When the frequency of the modulation wave changes, the proposed inverter can easily readjust to the new conditions. The output voltage and current as a function of frequency are shown in Figure 4(c). The transient response of the inverter is fast enough to allow it to switch between frequencies of 200 and 5000 Hz.

In addition, the value of Ma for the inverter was adjusted in the simulation, as shown in Figure 4(d). In a span of time ranging from 0.1 seconds to 0.14 seconds, Ma is changed twice. In addition to shifts in Ma, the range of possible output values also varies. Whether Ma is 0.95, 0.5, or 0.2, there is no change to the capacitors’ natural equilibrium. Convergence of transient processes quickly displays the proposed inverter’s enhanced dynamic performance. THD analyses of the proposed inverter are summarized as follows and same is reproduced in revised manuscript. Considering the resistive-inductive load of R = 40 Ω and L = 120 mH, the FFT analysis of provides the peak magnitude of the fundamental voltage of 137.2 V with 21.08% of total harmonic distortion (THD) as shown in Figure 4(e). Similarly, the FFT analysis of provides the peak magnitude of the fundamental current of 2.495 A with 1.74% of THD as shown in Figure 4(f). Plexim software has been used to simulate the proposed MGSCIT to determine its losses. A graphical representation of the distribution of losses is shown in Figure 4(g). Since the capacitors’ peak-to-peak ripple values are 2.6 V and 3.7 V, respectively, the ripple loss is estimated to be 3.84 W. Therefore, the overall efficiency of the proposed MGSCIT is 96.2 percent.
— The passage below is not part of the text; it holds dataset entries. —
PR #862, opened 2024-03-17
Ability to save requests offline and reexecute them later.

ConProgramming:
This is very useful for supporting offline mode in apps. Not sure if should be implemented like this, but this works for my use case.

### DIFF
--- a/packages/postgrest/lib/src/postgrest_builder.dart
+++ b/packages/postgrest/lib/src/postgrest_builder.dart
@@ -93,6 +93,98 @@ class PostgrestBuilder<T, S, R> implements Future<T> {
     );
   }
 
+  Future<Map<String, dynamic>> jsonifyRequest() async {
+    final String? method = _method;
+
+    if (_count != null) {
+      if (_headers['Prefer'] != null) {
+        final oldPreferHeader = _headers['Prefer'];
+        _headers['Prefer'] = '$oldPreferHeader,count=${_count!.name}';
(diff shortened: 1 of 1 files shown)


dshukertjr:
If you want to execute the request in a later time, you can just not call `await` on the method. Then you can just call `await` when you actually want to execute it. 

```dart
final request = supabase.from('table').select();

... some time later
final data = await request;
```

ConProgramming:
I need to serialize the request to Json to save offline.  Saving it to a HiveBloc

dshukertjr:
@ConProgramming 
Cool. You can create your own extension method to implement this for your particular use case if you are not doing it already. Unfortunately, we will not add support for these methods on this SDK.

ConProgramming:
What's the recommended way to do that? I thought I would have to patch SDK

dshukertjr:
You can read about extension methods here:
https://dart.dev/language/extension-methods

ConProgramming:
Thanks

ConProgramming:
It seems extension methods won't work, because I cannot override private methods.

Is this possible without updating the sdk?

dshukertjr:
Right, I missed that. 

>Is this possible without updating the SDK?

I suppose not. You can fork the repo, add the feature, and add the package to your Flutter app. 
https://stackoverflow.com/questions/54022704/how-to-add-a-package-from-github-in-flutter

PR #865, opened 2024-03-21
Added some data retrieval methods to fetch data easily.

Aniketkhote:

feature

To fetch single latest or oldest data currently need to apply order() on created_at field and then single() method to get one also to fetch null, true or false we need to pass in isFilter.

### latest() and oldest()

Before

final data = await supabase.from('users').select().order('created_at, ascending: true).single();

Now

final data = await supabase.from('users').select().latest();
or
final data = await supabase.from('users').select().latest('id');

same for oldest.

### isNull() , isTrue() and isFalse()

Before

final data = await supabase.from('users').select().isFilter('data', null);

Now

final data = await supabase.from('users').select().isNull('data');
or
final data = await supabase.from('users').select().isTrue('data');
or
final data = await supabase.from('users').select().isFalse('data');

### DIFF
--- a/packages/postgrest/lib/src/postgrest_filter_builder.dart
+++ b/packages/postgrest/lib/src/postgrest_filter_builder.dart
@@ -1,7 +1,7 @@
 part of 'postgrest_builder.dart';
 
 class PostgrestFilterBuilder<T> extends PostgrestTransformBuilder<T> {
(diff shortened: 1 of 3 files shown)


dshukertjr:
Thanks for the suggestion, but unfortunately we are not adding these new methods.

5.2. Experimental Validation

To ensure the feasibility of the proposed MGSCIT, it has been validated under steady state and transient conditions by a laboratory prototype. Table 5 provides a summary of the laboratory prototype’s specifications. Figures 5(a)–5(e) display the experimental results for both states. Steady-state performance is depicted in Figure 5(a). According to observations, the proposed MGSCIT produces a 7-level output with a peak voltage of 150 V and both the capacitors are self-balanced with small voltage ripples. Transient conditions result such as sudden load change, switching frequency, and magnitude of modulation index (MI) are shown in Figures 5(b)–5(d). The experimental results for the sudden shift in load circumstance have been presented in Figure 5(b). Voltage level has been confirmed to be constant at its maximum value of 150 V. In response to this variation in load, capacitors’ discharging current is affected, and the capacitors’ voltage ripples decrease in value. The change in magnitude of MI is shown in Figure 5(c). It has been observed that it generates 7-level, 5-level, and 3-level for the MI of 0.95, 0.5, and 0.2, respectively.
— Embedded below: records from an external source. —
Issue #872, opened 2024-03-27
Timeout on `refreshSession`


ConProgramming:
I'm calling `await Supabase.instance.client.auth.refreshSession().timeout(const Duration(seconds: 30));` when my app switches from not having connection to having connection. This is timing out if the "Access token (JWT) expiry time" has passed. (It defaults to 1 hour, but can reproduce this issue easily if I change it to 2 minutes)

ConProgramming:
From debugging, looks like it gets stuck returning the existing future on the internal completer.

https://github.com/ConProgramming/supabase-flutter/blob/main/packages/gotrue/lib/src/gotrue_client.dart#L1071

dshukertjr:
Yeah, I'm working on a fix around the session refresh flow, which should fix this issue too. Hopefully I can ship the fix soon.

ConProgramming:
Worked on a PR. Testing it some, seems to work well https://github.com/supabase/supabase-flutter/pull/873

Obviously would have to remove logs to merge, but kept for readability. Let me know how this looks.

dshukertjr:
What is the purpose of calling refresh session when coming back online in the first place? You shouldn't need to explicitly call refresh session on your own as the SDK will handle refreshing the session whenever needed.

ConProgramming:
I was using it with a .timeout, then signing out if timed out. Because if I didn't then sdk calls were just hanging infinitely due to the internal refreshSession completer never completing.

dshukertjr:
What call was hanging on what occasion? Rather than trying to change the refreshSessoin method, we should fix the root issue. You shouldn't have to be calling refreshSession in the first place.

ConProgramming:
Mentioned at the top of this issue, calling refreshSession hands when my app switches from not having connection to having connection if the "Access token (JWT) expiry time" has passed (It defaults to 1 hour, but can reproduce this issue easily if I change it to 2 minutes)

dshukertjr:
@ConProgramming 
Yes, but why are you calling refreshSession in the first place?

ConProgramming:
If I dont call refreshSession, all sdk calls still hang either way

They are all hanging on the same completer

Calling refreshSession manually confirms that is the error

dshukertjr:
>If I dont call refreshSession, all sdk calls still hang either way

[...]

PR #873, opened 2024-03-28
Offline Support for Refreshing Sessions

ConProgramming:
Won't error out or freeze if refreshing a session fails, will just return null.

Flutter can watch Connectivity for a change, and then call refreshSession.

### DIFF
--- a/packages/gotrue/lib/src/gotrue_client.dart
+++ b/packages/gotrue/lib/src/gotrue_client.dart
@@ -1067,10 +1067,12 @@ class GoTrueClient {
         (value) => null,
         onError: (error, stack) => null,
       );
-      _refreshTokenCompleter!.future.timeout(const Duration(seconds: 10), onTimeout: () {
+       (_refreshTokenCompleter!.future as Future<void>).timeout(const Duration(seconds: 10), onTimeout: () {
         if (!_refreshTokenCompleter!.isCompleted) {
           _refreshTokenCompleter!.completeError(TimeoutException(), StackTrace.current);
         }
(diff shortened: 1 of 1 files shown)


dshukertjr (commented):
Thanks for the PR. As much as I love the lion emojies, let's get rid of them 🦁

packages/gotrue/lib/src/gotrue_client.dart
```diff
@@ -581,7 +581,7 @@ class GoTrueClient {
 
   /// Force refreshes the session including the user data in case it was updated
   /// in a different session.
-  Future<AuthResponse> refreshSession() async {
+  Future<AuthResponse?> refreshSession() async {
```
dshukertjr, line 584: This would be a breaking change, and we cannot do it. Same with `setSession` and `recoverSession`.

ConProgramming: Could we expose a tryRefreshSession, that refreshSession then wraps, and then keeps the current method of throwing an exception?

ConProgramming:
> Thanks for the PR. As much as I love the lion emojies, let's get rid of them 🦁

Yeah left for observability. Would remove in final.

dshukertjr (changes requested):
Left a comment here, but let's take a step back and get to the bottom of the issue here.

https://github.com/supabase/supabase-flutter/issues/872#issuecomment-2024338624

dshukertjr:
Closing this PR as the original issue has been closed.

PR #1110, opened 2025-01-17
chore: Generate coverage reports and upload them.

dshukertjr:

Generate coverage reports for each package and upload them.

A new GitHub actions workflow file, `coverage.yml` is introduced, which runs the test for all the packages, generates coverage reports, combines them, and uploads them. This test is redundant as the tests are also run in each individual CI pipeline, but after struggling a bit trying to combine the coverage reports from multiple different workflows, I settled with this implementation.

The change of switching frequency (200 Hz–5 kHz) is properly adapted by the proposed MGSCIT which is shown in Figure 5(d). It is also observed from the waveform that the inverter quickly changes its transient response in both the switching frequencies. Figure 5(e) depicts the efficiency of the inverter at varying power levels. It is clear from the provided curve that maximum efficiency is reached at a specific power level, whereas efficiency drops off sharply before and after. Experimentally validating the proposed topology is depicted in Figure 5(f) as a prototype module. The overall experimental results show a good steady state and transient performance of the proposed MGSCIT.

5.3. Analysis of Results and Practical Applications

As evident from both simulation and experimental outcomes concerning the suggested design, a 7-level waveform is produced with a voltage gain thrice that of the input voltage. Considering potential applications for the recommended topology, various options have emerged from a comprehensive exploration of the literature on Switched-Capacitor Multilevel Inverters (SCMLIs).

5.3.1. High-Frequency AC Distribution

The high-frequency alternating current (HFAC) power distribution system (PDS) has gained traction due to its benefits in various applications, such as telecommunication, spacecraft, and computer systems [28]. HFAC PDS offers reduced power conversion stages, smaller transformer sizes, and compact filters. Notably, this technology is finding new applications in microgrids, buildings, and electric vehicles [29, 32]. However, challenges with capacitor voltage imbalances limit the feasibility of standard multilevel topologies with more than five levels [30]. To address this, Switched-Capacitor Multilevel Inverters (SCMLIs) are increasingly preferred for HFAC applications [8], eliminating the need for complex solutions and additional boost converters at low-voltage sites.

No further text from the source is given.